DiveWallet is a token that is currently in its presale and initial sale stages, focusing more on the security lapses in common DeFi currencies than on the reflection being offered for each transaction, albeit the incentive is significant nonetheless. It provides notification systems and automatic disconnection functionalities accessible either through the stock or pro features separated by the acquisition of 500 million $DWT. If you prefer security over any other gimmick regarding cryptocurrencies, this might be a favorable option for you.
Ignite DeFi went another way and instead focused on allowing other developers to start their projects and subsequently release their tokens through the Spark launchpad – a feature offered by Ignite DeFi for aspiring and seasoned developers alike. Ignite DeFi still released a native token that will churn out a relatively substantial rebate amount for each transaction, but these tokens are mainly catered towards allowing investors to participate in the virtual casino that likewise comes with the program. If you are looking for innovation, this is probably the closest you’ll get to the word’s meaning.
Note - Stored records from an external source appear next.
PR #135, opened 2020-07-18
Soft 276 smoketest can

JarvisWeng:


projects/smoke_can/src/main.c
```diff
@@ -0,0 +1,90 @@
...
+
+  soft_timer_start_millis(SMOKETEST_SEND_TIME_MS, prv_can_transmit, NULL, NULL);
+}
+
+static StatusCode prv_rx_callback(const CanMessage *msg, void *context, CanAckStatus *ack_reply) {
+  LOG_DEBUG("Received a message!\n");
+  printf("Data:\n\t");
+  for (uint8_t i = 0; i < msg->dlc; i++) {
+    uint8_t byte = 0;
+    byte = msg->data >> (i * 8);
```
copperium, line 51: Can `byte`'s declaration and setting its value be combined into one line? Also, I'd do `(msg->data >> (i * 8)) & 0xFF` just to be safe/explicit.

projects/smoke_can/src/main.c
```diff
@@ -0,0 +1,90 @@
...
+    printf("%x ", byte);
```
copperium, line 52: You should put an `0x` before the `%x` just so it's clear that it's hex.

projects/smoke_can/src/main.c
```diff
@@ -0,0 +1,90 @@
...
+#define TEST_CAN_MSG_ID 0x1
+#define TEST_CAN_BITRATE CAN_HW_BITRATE_500KBPS
+
+// this is how often the message will send
+// modify if you want to send more or less
+#define SMOKETEST_SEND_TIME_MS 1000
+// this is the data it'll send
+// change if you wish
+#define DATA \
+  { 0xfe, 0xdc, 0xba, 0x98, 0x76, 0x54, 0x32, 0x10 }
```
copperium, line 25: Make sure to say that it's an array of exactly 8 uint8s. In fact, it might be better to replace it with a `static const uint8_t s_data[8] = {...}` just to make it explicit.

projects/smoke_can/src/main.c
```diff
@@ -0,0 +1,90 @@
...
+
+  LOG_DEBUG("Initializing smoke test can\n");
+
+  soft_timer_start_millis(SMOKETEST_SEND_TIME_MS, prv_can_transmit, NULL, NULL);
+
+  Event e = { 0 };
+  while (true) {
+    while (event_process(&e) != STATUS_CODE_OK) {
+    }
+    can_process_event(&e);
```
copperium, line 86: Nit: we standardized the event loop format so it should look like
```c
while (event_process(&e) == STATUS_CODE_OK) {
  can_process_event(&e);
}
```

projects/smoke_can/src/main.c
JarvisWeng: yup i'll change that

projects/smoke_can/src/main.c
JarvisWeng: ok

projects/smoke_can/src/main.c
JarvisWeng: will do

projects/smoke_can/src/main.c
JarvisWeng: ah sorry. Didn't check that

projects/smoke_can/src/main.c
JarvisWeng: it keeps throwing a 
initialization makes integer from pointer without a cast
so I'll just keep it as a #define

projects/smoke_can/src/main.c
JarvisWeng: It doesn't seem to work if I change it.
It seems that there's some time that the event_process will not return STATUS_CODE_OK so it'll just exit the loop.

This is only on x86 so it might be fine on hardware.

copperium: Ah whoops I meant
```c
while (true) {
  while (event_process(&e) == STATUS_CODE_OK) {
    can_process_event(&e);
  }
}
```

PR #136, opened 2020-07-23
[SOFT-277] data_store restructure and scaling factors

copperium:
The big gross enum in `data_store` is gone, replaced with `DataPointType`s and a bunch of macros that generate the data points. This makes it easier to change the number of MPPTs. It uses slightly more space but that's not a big deal.

We also now use `uint32_t`s in `data_store` for the purpose of using scaling factors in the `sense_*` modules. This way, we can define what our units are in `data_store`, and that way we can declare that we're working with values with units rather than meaningless ADC values.


projects/solar/test/test_sense_mcp3427.c
```diff
@@ -319,6 +335,42 @@ void test_sense_mcp3427_fault(void) {
...
+    } },
+    .num_mcp3427s = 1,
+  };
+  settings.mcp3427s[0].mcp3427_settings = s_test_mcp3427_settings;
+  TEST_ASSERT_OK(sense_mcp3427_init(&settings));
+  TEST_ASSERT_OK(sense_mcp3427_start());
+
+  prv_test_value_transform(&settings, 20, 5, "Scaling 20->5 (factor 0.25) failed.");
+  prv_test_value_transform(&settings, 10, 2, "Truncating 10->2 (factor 0.25) failed.");
+  prv_test_value_transform(&settings, -1025, 0xFFFFFF00, "-1025->0xFFFFFF00 (factor 0.25) failed.");
```
g-jessmuir, line 371: should probably have a note saying `0xFFFFFF0 == -256.25` for clarity

PR #138, opened 2020-07-31
[SOFT-212] Solar logger module

copperium:
It didn't take very long so I went ahead and did the logger module.

If you can think of a good way to test the output let me know.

Reflection Tokens: A Step Forward in the Right Direction
Evidently, reflection tokens have penetrated the crypto community through its innovative approach that mainly targets those who would prefer a passive income-generating method rather than means that will require consistent monitoring. While this might seem hopeful from an external perspective at first, it hit a significant population – resulting in a massive boom in its utilization and showing signs of a long-term progression that is not bound to stop anytime soon.
The verdict regarding its stability in extended periods is still under development due to the relatively new technology. Still, if current trends are anything to go by regarding its reliability, things are certainly looking good for everyone currently involved.